Two public transit operators based in Peel Region also operate routes to the airport: Brampton Transit and MiWay. Brampton Transit operates all-day public transit bus service from Pearson Airport to the city of Brampton, with express service operating to Bramalea Terminal. Brampton Transit buses arrive and depart from Terminal 1. MiWay operates all-day public transit bus service from Pearson Airport to the city of Mississauga, with express service to City Centre Transit Terminal, Humber College station, and Winston Churchill Transitway Station, and local routes to Westwood Square Terminal, Renforth station, and Meadowvale Town Centre Terminal.

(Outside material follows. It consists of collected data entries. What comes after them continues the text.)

PR #1983, opened 2020-09-23
DS-149 Fix Modal focus

danielamorse:
## Jira

https://pegadigitalit.atlassian.net/browse/DS-149

## Summary

Properly set initial focus when modal first opens.

## Details

On open, modal now focuses on 1) the built-in close button 2) the first element with `autofocus` attribute or 3) the first focusable element, in that order.

I updated the persistent modal demo so that the custom close button has `autofocus`.

> Note: @mikemai2awesome in the persistent demo the custom close button _does_ get focus, but the focus style doesn't seem to apply unless you tab onto it. If I add an explicit `.c-bolt-link:focus` style to the Link SCSS that style _does_ work.

## How to test

- Review code changes
- Review Modal demos and verify the expected element gets focus on open.

### DIFF
--- a/docs-site/src/pages/pattern-lab/_patterns/40-components/modal/52-modal-usage-persistent.twig
+++ b/docs-site/src/pages/pattern-lab/_patterns/40-components/modal/52-modal-usage-persistent.twig
@@ -9,8 +9,7 @@
     inputAttributes: {
       placeholder: "Enter your email address",
       type: "email",
-      required: true,
-      autofocus: true,
+      required: true
     },
     labelDisplayType: "floating"
   } only %}
@@ -68,6 +67,9 @@
           name: "chevron-left",
           position: "before"
         },
+        attributes: {
+          "autofocus": ""
+        }
       } only %}
     {% endcell %}
   {% endgrid %}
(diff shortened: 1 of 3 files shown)


remydenton (approved):
This looks sensible to me, though please don't merge without approval from @mikemai2awesome.

I was going to remark on the following weirdness, but see you already noted it in the PR description.  I'm curious how our link can be focused but not have focus styles 🤔 .  Sadly I have no insight to offer.
> in the persistent demo the custom close button does get focus, but the focus style doesn't seem to apply unless you tab onto it

docs-site/src/pages/pattern-lab/_patterns/40-components/modal/52-modal-usage-persistent.twig
```diff
@@ -68,6 +67,9 @@
           name: "chevron-left",
           position: "before"
         },
+        attributes: {
+          "autofocus": ""
```
mikemai2awesome, line 71: This is not valid HTML, `autofocus` is only supported in form controls such as `<button>`, `<input>`, `<select>` and `<textarea>`.

mikemai2awesome (changes requested):

docs-site/src/pages/pattern-lab/_patterns/40-components/modal/52-modal-usage-persistent.twig
danielamorse: @mikemai2awesome updated with `data-bolt-autofocus` selector.

mikemai2awesome (approved):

MiWay buses arrive and depart from Terminal 1, Terminal 3, Viscount, and the infield operations area of the airport.

GO Transit operates two 24-hour bus routes from the airport to cities across the Greater Toronto Area: route 40 to Richmond Hill Terminal and Hamilton GO Centre and route 94 to Pickering GO Station and Square One Bus Terminal. GO Transit coaches arrive and depart from Terminal 1.

====Airline coaches====

| Operator | Destinations |
|---|---|
| Air Canada (operated by Landline) | Hamilton (ON), Kingston–Norman Rogers, Kitchener/Waterloo, Muskoka, Sarnia, St. Catharines/Niagara |

Air Canada operates "land-air" motorcoach connection services between Pearson Airport and several nearby airports which are deemed too close geographically for regularly scheduled flights to be operated economically. The service provides ticketed Air Canada and Star Alliance passengers with multiple daily non-stop ground connections between their respective departure/arrival airports and Terminal 1 at Pearson.

====Other operators====
The airport is served by several long-distance coach, van and minibus shuttle operators, which provide transportation from the airport to various municipalities and regional airports throughout Southern Ontario and to select cities and towns in the U.S. states of New York and Michigan.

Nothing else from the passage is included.